• AIM OF THE EXERCISE
Count up the lines below where the word "False" shows up, and respond with the number alone.

Records drawn from a dataset:
PR #2363, opened 2025-06-04
2301 fold pad into conv

Johansmm:
Fuses Pad nodes into the following nodes (Conv, ConvInteger)
(https://github.com/microsoft/onnxscript/issues/2301)


onnxscript/rewriter/fuse_pad_into_conv.py
```diff
@@ -0,0 +1,286 @@
...
+class _NormalizePadFormatBase(orp.RewriteRuleClassBase):
+    """Interface to normalize pad attributes in conv nodes."""
+
+    def compute_pads(
+        self,
+        input_shape: typing.Sequence[int],
+        output_shape: typing.Sequence[int],
+        attributes: dict[str, typing.Sequence[int] | str],
+    ) -> typing.Sequence[int]:
+        raise ChildProcessError("Child have to implement this function")
```
justinchuby:
```suggestion
        raise NotImplementedError
```

I don't think ChildProcessError is designed for this usage?

Johansmm: Ups you are right

onnxscript/rewriter/fuse_pad_into_conv.py
```diff
@@ -0,0 +1,286 @@
+# Copyright (c) Microsoft Corporation.
+# Licensed under the MIT License.
+"""Fuses Pad nodes into preceding nodes. Supported fusion patterns:
+- Pad ∘ Conv          -> Conv
+- Pad ∘ ConvInteger   -> ConvInteger
+
```
justinchuby: Is this Conv ∘ Pad and ConvInteger ∘ Pad?

onnxscript/rewriter/fuse_pad_into_conv.py
```diff
@@ -0,0 +1,286 @@
...
+        else:
+            start_value = pads[axes.index(axis)]
+            end_value = pads[axes.index(axis) + len(axes)]
+        pad_len = len(new_pads) // 2
+        new_pads.insert(pad_len + axis, end_value)
+        new_pads.insert(axis, start_value)
+    return new_pads
+
+
+def read_conv_attributes(ir_conv: ir.Node) -> dict[str, typing.Sequence[int] | str]:
```
justinchuby: I just added some methods you can use to read attributes: https://onnx.ai/ir-py/api/generated/onnx_ir._graph_containers.Attributes.html#onnx_ir._graph_containers.Attributes.get_int

onnxscript/rewriter/fuse_pad_into_conv.py
```diff
@@ -0,0 +1,286 @@
...
+    # Read attributes
+    attributes = {}
+    if (kernel_shape := ir_conv.attributes.get("kernel_shape", None)) is not None:
+        attributes["kernel_shape"] = kernel_shape.as_ints()
+    else:
+        attributes["kernel_shape"] = ir_conv.inputs[1].shape[2:]
```
justinchuby:
```suggestion
    attributes["kernel_shape"] =  ir_conv.attributes.get_ints("kernel_shape", ir_conv.inputs[1].shape[2:])
```

justinchuby: What if the shape of `ir_conv.inputs[1]` is not known? Just making sure it is checked

onnxscript/rewriter/fuse_pad_into_conv.py
```diff
@@ -0,0 +1,286 @@
...
+        pad_pads = fill_pads_with_axes(pad_pads, axes, x_rank)
+
+        # Get only spatial pads
+        new_pads = pad_pads[2:x_rank] + pad_pads[x_rank + 2 :]
+
+        # Replace conv pads = new + old
+        conv_attr: typing.Mapping[str, ir.Attr] = cnode.attributes.copy()
+        if "pads" in conv_attr:
+            new_pads = [x + y for x, y in zip(conv_attr["pads"].as_ints(), new_pads)]
+        conv_attr["pads"] = ir.convenience.convert_attribute("pads", new_pads)
```
justinchuby:
```suggestion
        conv_attr.add(ir.AttrInt64s("pads", new_pads))
```

onnxscript/rewriter/fuse_pad_into_conv.py
```diff
@@ -0,0 +1,286 @@
...
+            axes = list(range(x_rank))
+
+        # Fulfill pad_pads in every dimension (filling with zero the other ones)
+        pad_pads = fill_pads_with_axes(pad_pads, axes, x_rank)
+
+        # Get only spatial pads
+        new_pads = pad_pads[2:x_rank] + pad_pads[x_rank + 2 :]
+
+        # Replace conv pads = new + old
+        conv_attr: typing.Mapping[str, ir.Attr] = cnode.attributes.copy()
```
justinchuby:
```suggestion
        conv_attr = cnode.attributes.copy()
```

onnxscript/rewriter/fuse_pad_into_conv.py
```diff
@@ -0,0 +1,286 @@
...
+
+    def __init__(self, name: str, as_function: bool = False):
+        # Remove nodes is set to False to remove unused nodes after the rewrite.
+        super().__init__(name=name, remove_nodes=False, as_function=as_function)
+
+    def rewrite(
+        self, op: ir.tape.Tape, x: ir.Value, pad: ir.Value, conv: ir.Value
+    ) -> ir.Value:
+        pnode = pad.producer()
+        cnode = conv.producer()
```
justinchuby:
```suggestion
        pad_node = pad.producer()
        conv_node = conv.producer()
```

avoid abbreviations unless well known

onnxscript/rewriter/fuse_pad_into_conv_test.py
```diff
@@ -0,0 +1,332 @@
...
+        ir_model = ir.Model(
+            ir.Graph(
+                inputs=[x, *inputs],
+                outputs=[y],
+                nodes=tape.nodes,
+                initializers=tape.initializers,
+                opset_imports=opset_imports,
+                name="model",
+            ),
+            ir_version=9,
```
justinchuby:
```suggestion
            ir_version=10,
```

nit: prefer 10 but doesn't matter too much

onnxscript/rewriter/fuse_pad_into_conv_test.py
```diff
@@ -0,0 +1,332 @@
...
+        self,
+        op_type: str,
+        input_shape: ir.Shape,
+        weight_shape: typing.Sequence[int],
+        pad_inputs: typing.Sequence[ir.TensorProtocol | ir.Value | None],
+        pad_attributes: typing.Mapping[str, ir.Attr] | None = None,
+        conv_attributes: typing.Mapping[str, ir.Attr] | None = None,
+        opset_imports: typing.Mapping[str, int] = {"": 20},
+    ) -> ir.Model:
+        tape = ir.tape.Tape()
```
justinchuby, line 46: This is a great example of using the tape module, thanks!

onnxscript/rewriter/fuse_pad_into_conv_test.py
```diff
@@ -0,0 +1,332 @@
...
+
+    def build_model(
+        self,
+        op_type: str,
+        input_shape: ir.Shape,
+        weight_shape: typing.Sequence[int],
+        pad_inputs: typing.Sequence[ir.TensorProtocol | ir.Value | None],
+        pad_attributes: typing.Mapping[str, ir.Attr] | None = None,
+        conv_attributes: typing.Mapping[str, ir.Attr] | None = None,
+        opset_imports: typing.Mapping[str, int] = {"": 20},
```
justinchuby: Using dictionaries as default values is not recommended. Since this field is not changed by callers, I suggest we set it as a constant inside the method

onnxscript/rewriter/fuse_pad_into_conv_test.py
```diff
@@ -0,0 +1,332 @@
...
+        w = ir.tensor(self.rng.uniform(-0.5, 0.5, shape).astype("float32"), name="W")
+        if tape is not None:
+            w = tape.initializer(w)
+        return w
+
+    def build_model(
+        self,
+        op_type: str,
+        input_shape: ir.Shape,
+        weight_shape: typing.Sequence[int],
```
justinchuby:
```suggestion
        weight_shape: Sequence[int],
```

prefer importing the classes from the typing module: https://google.github.io/styleguide/pyguide.html#2241-exemptions

onnxscript/rewriter/fuse_pad_into_conv.py
Johansmm: Ups

Johansmm:
Push force rebasing on main and fixing conflicts.

onnxscript/rewriter/fuse_pad_into_conv.py
```diff
@@ -0,0 +1,286 @@
...
+import typing
+
+import numpy as np
+import onnx_ir as ir
+
+from onnxscript.rewriter import pattern as orp
+
+
+def fill_pads_with_axes(
+    pads: typing.Sequence[int], axes: typing.Sequence[int], rank: int
```
justinchuby: Was this fixed? Sequence should actually be imported from collections.abc

onnxscript/rewriter/fuse_pad_into_conv.py
```diff
@@ -0,0 +1,286 @@
+# Copyright (c) Microsoft Corporation.
+# Licensed under the MIT License.
+"""Fuses Pad nodes into preceding nodes. Supported fusion patterns:
+- Pad ∘ Conv          -> Conv
+- Pad ∘ ConvInteger   -> ConvInteger
+
+To make some rules possible, we implicitly transform `auto_pad` attribute into its explicit list.
+"""
+
```
justinchuby, line 9: please from future import annotations

onnxscript/rewriter/fuse_pad_into_conv_test.py
justinchuby: Seems like fixes were not pushed yet

onnxscript/rewriter/fuse_pad_into_conv.py
Johansmm: you are right. After testing I found an issue here. Adding new unit tests.

Johansmm (commented):
@justinchuby I forgot to explain in the previous message that the changes were not ready yet (just fixing rebase with main).
In the last commits I update the code with all the suggestions.
Now this work is ready to be reviewed.

onnxscript/rewriter/fuse_pad_into_conv.py
Johansmm: I make this but normally this is not required from python3.7+

justinchuby:
Could you update the PR title and description? Thanks

onnxscript/rewriter/fuse_pad_into_conv.py
```diff
@@ -0,0 +1,296 @@
...
+    if "pads" in ir_attributes:
+        attributes["pads"] = ir_attributes.get_ints("pads")
+    return attributes
+
+
+class _FusePadConvBase(orp.RewriteRuleClassBase):
+    """Interface for PadConv nodes fusion."""
+
+    def __init__(self, as_function: bool = False):
+        # Remove nodes is set to False to remove unused nodes after the rewrite.
```
titaiwangms: Could you instead put the reason why you want to remove them after the rewrite? It would be more informative.

onnxscript/rewriter/fuse_pad_into_conv.py
```diff
@@ -0,0 +1,296 @@
...
+        # Pad constraints: values
+        pads_list = fill_pads_with_axes(pads.const_value.numpy(), axes_list, x_rank)
+        if np.any(pads_list[:2] + pads_list[x_rank : x_rank + 2]):
+            return check_result.fail(f"{pads.name} must be zero in non-spatial dimensions.")
+
+        return check_result
+
+
+class FusePadConv(_FusePadConvBase):
+    """Replaces ``Pad(Conv(x))`` with ``Conv(x)``."""
```
titaiwangms:
```suggestion
    """Replaces ``Conv(Pad(x))`` with ``Conv(x)``."""
```

onnxscript/rewriter/fuse_pad_into_conv.py
```diff
@@ -0,0 +1,296 @@
...
+
+        # Pad constraints: values
+        pads_list = fill_pads_with_axes(pads.const_value.numpy(), axes_list, x_rank)
+        if np.any(pads_list[:2] + pads_list[x_rank : x_rank + 2]):
+            return check_result.fail(f"{pads.name} must be zero in non-spatial dimensions.")
+
+        return check_result
+
+
+class FusePadConv(_FusePadConvBase):
```
titaiwangms: Is it supposed to be ConvPad?

onnxscript/rewriter/fuse_pad_into_conv.py
```diff
@@ -0,0 +1,296 @@
...
+        conv_node = conv.producer()
+        if (
+            apad := conv_node.attributes.get("auto_pad", None)
+        ) and apad.as_string() != "NOTSET":
+            return check_result.fail(f"{conv_node.name} auto_pad must be 'NOTSET'.")
+        return check_result
+
+
+class FusePadConvInteger(FusePadConv):
+    """Replaces ``Pad(ConvInteger(x))`` with ``ConvInteger(x)``."""
```
titaiwangms: Same question here: ConvInteger(Pad(x))?

onnxscript/rewriter/fuse_pad_into_conv.py
```diff
@@ -0,0 +1,296 @@
...
+
+        return op.op(
+            conv_node.op_type,
+            inputs=(x, *conv_node.inputs[1:]),
+            attributes=conv_attr,
+            domain=conv_node.domain,
+            name=conv_node.name,
+        )
+
+    def check(self, context, x: ir.Value, pad: ir.Value, conv: ir.Value) -> orp.MatchResult:
```
titaiwangms, line 96: This is relatively complicated. Could you summarize the check logic here. It would be easier to follow and maintain. Something like this would be helpful: https://github.com/microsoft/onnxscript/blob/b8a831ed49d51da405402bcb10c7b1348197c352/onnxscript/rewriter/broadcast_to_matmul.py#L16-L28

onnxscript/rewriter/fuse_pad_into_conv.py
```diff
@@ -0,0 +1,296 @@
...
+                return check_result.fail(error_msg.format("output"))
+            attributes = read_conv_attributes(conv_node)
+            if len(attributes["kernel_shape"]) != len(attributes["strides"]):
+                return check_result.fail(
+                    f"strides must have the same length than kernel_shape on {conv_node.name}."
+                )
+        return check_result
+
+
+class NormalizePadFormatConv(_NormalizePadFormatBase):
```
titaiwangms, line 287: I suppose this does not fallback when the rewritten conv still does not match `FusePad` rules? Do we still benefit from converting auto_pad attribute into 'NOTSET' if it's still a no match?

titaiwangms (commented):
Please run "lintrunner -a"

onnxscript/rewriter/fuse_pad_into_conv.py
```diff
@@ -0,0 +1,296 @@
...
+
+from typing import List, Sequence
+
+import numpy as np
+import onnx_ir as ir
+
+from onnxscript.rewriter import pattern as orp
+
+
+def fill_pads_with_axes(pads: Sequence[int], axes: Sequence[int], rank: int) -> List[int]:
```
titaiwangms, line 20: Could you document this function?

onnxscript/rewriter/fuse_pad_into_conv.py
Johansmm: You are right, always `NormalizePadFormat` is applied, even if `FusePad` is not applied.

On the other hand, I consider that having a single pad format is coherent, since it makes it easier to be interpreted by different accelerators. ([bug example in `onnxruntime` ](https://github.com/microsoft/onnxruntime/issues/495) due to the `auto_pad` type).

Let me know if you still disagree with this information. What do you think @justinchuby.

Johansmm (commented):
Last commit with @titaiwangms suggestions

onnxscript/rewriter/fuse_pad_into_conv.py
titaiwangms: cc @gramalingam

onnxscript/rewriter/fuse_pad_into_conv.py
```diff
@@ -0,0 +1,346 @@
...
+    ) -> Sequence[int]:
+        # Compute pads, following auto_pad/pads attributes
+        if attributes["auto_pad"] in ["NOTSET", "VALID"]:
+            assert len(input_shape) > 0
+            return attributes.get("pads", [0] * len(input_shape) * 2)
+
+        bottom_pads, top_pads = [], []
+        kernel_shape, strides = attributes["kernel_shape"], attributes["strides"]
+        assert len(kernel_shape) == len(strides) == len(input_shape) == len(output_shape)
+        for x, y, k, s in zip(input_shape, output_shape, kernel_shape, strides):
```
justinchuby, line 304: What happens when input shape is dynamic?

onnxscript/rewriter/fuse_pad_into_conv.py
```diff
@@ -0,0 +1,346 @@
...
+        Returns:
+            True if we need to replace the pattern, False otherwise.
+        """
+        del context
+        check_result = orp.MatchResult()
+
+        # Conv constraints: attributes
+        conv_node = conv.producer()
+        auto_pad = conv_node.attributes.get_string("auto_pad", None)
+        if auto_pad in [None, "NOTSET"]:
```
justinchuby:
```suggestion
        if auto_pad in {None, "NOTSET"}:
```

nit. Here and everywhere else

onnxscript/rewriter/fuse_pad_into_conv.py
Johansmm: This case is rejected for `_NormalizePadFormatBase.check` function, so input_shape is always static.

onnxscript/rewriter/fuse_pad_into_conv.py
Johansmm: I'll do but why ?

Johansmm:
Last push force rebasing on main and addig @justinchuby suggestions

onnxscript/rewriter/fuse_pad_into_conv.py
justinchuby: It's usually more efficient: https://docs.astral.sh/ruff/rules/literal-membership/ ; https://pylint.readthedocs.io/en/latest/user_guide/messages/refactor/use-set-for-membership.html

onnxscript/rewriter/fuse_pad_into_conv.py
```diff
@@ -0,0 +1,354 @@
...
+    def pattern(self, op: ir.tape.Tape, x: ir.Value) -> ir.Value:
+        return op.Conv(
+            op.Pad(x, _allow_other_inputs=True, _outputs=["pad"]),
+            _allow_other_inputs=True,
+            _outputs=["conv"],
+        )
+
+    def check(self, context, x: ir.Value, pad: ir.Value, conv: ir.Value) -> orp.MatchResult:
+        check_result = super().check(context, x, pad, conv)
+        if check_result.reason:
```
gramalingam: nit: I suggest `if not check_result:` ... a MatchResult can be treated as a boolean, with True meaning success, and False meaning failure.

onnxscript/rewriter/fuse_pad_into_conv.py
```diff
@@ -0,0 +1,354 @@
...
+            return check_result
+
+        # Conv constraints: attributes
+        conv_node = conv.producer()
+        if (
+            apad := conv_node.attributes.get("auto_pad", None)
+        ) and apad.as_string() != "NOTSET":
```
gramalingam: minor nit: I think this condition can be simplified to `conv_node.attributes.get_string("auto_pad", "NOTSET") != "NOTSET"` .

onnxscript/rewriter/fuse_pad_into_conv.py
```diff
@@ -0,0 +1,354 @@
...
+
+    def rewrite(
+        self, op: ir.tape.Tape, x: ir.Value, pad: ir.Value, conv: ir.Value
+    ) -> ir.Value:
+        pad_node = pad.producer()
+        conv_node = conv.producer()
+
+        # Retrieve the padding and axes
+        x_rank = len(x.shape)
+        pad_pads = pad_node.inputs[1].const_value.numpy().tolist()
```
gramalingam: The above line needs to handle various special-conditions and error-situations. I suggest using `onnxscript.rewriter._ir_utils.get_numpy_value(pad_node.inputs[1])` which will handle the cases where the input is None or is not a constant. And check that the value is not None before using it.

gramalingam: Oh, I see, the check is being done in the check method done below.

onnxscript/rewriter/fuse_pad_into_conv.py
```diff
@@ -0,0 +1,354 @@
...
+                return check_result.fail(f"{constant_value.name} must be equal to 0.")
+        if len(pad_node.inputs) > 3 and (axes := pad_node.inputs[3]) is not None:
+            if axes.const_value is None:
+                return check_result.fail(f"{axes.name} is not a constant/initializer.")
+            axes_list = [x if x >= 0 else x_rank + x for x in axes.const_value.numpy()]
+        else:
+            axes_list = list(range(x_rank))
+
+        # Pad constraints: values
+        pads_list = fill_pads_with_axes(pads.const_value.numpy(), axes_list, x_rank)
```
gramalingam: If this is the same as the `pad_pads` used in the `rewrite` method, you can save it as `self._pads_list` and use it in the rewrite method to avoid redoing the entire computation. It involves implicitly passed state, but works fine.

Johansmm (commented):
Last push force rebasing on upstream/main and with @gramalingam suggestions

justinchuby (approved):

onnxscript/rewriter/fuse_pad_into_conv.py
```diff
@@ -0,0 +1,347 @@
...
+        auto_pad = conv_node.attributes.get_string("auto_pad", None)
+        if auto_pad in {None, "NOTSET"}:
+            return check_result.fail(
+                f"{conv_node.name} ({conv_node.op_type}) auto_pad must be different to 'NOTSET'."
+            )
+
+        # Conv constraints: inputs/outputs
+        input_shape = conv_node.inputs[0].shape
+        output_shape = conv_node.outputs[0].shape
+        if len(input_shape) <= 2:
```
justinchuby: What happens when input_shape/output_shape is None? Do we need to handle it?

Johansmm: Yes, you're right. I forget this case. Done

Johansmm:
Last push with last @justinchuby suggestions

titaiwangms (approved):
LGTM! Thank you! (@justinchuby is on vacation, so feel free to merge it)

• RESULT BELOW
7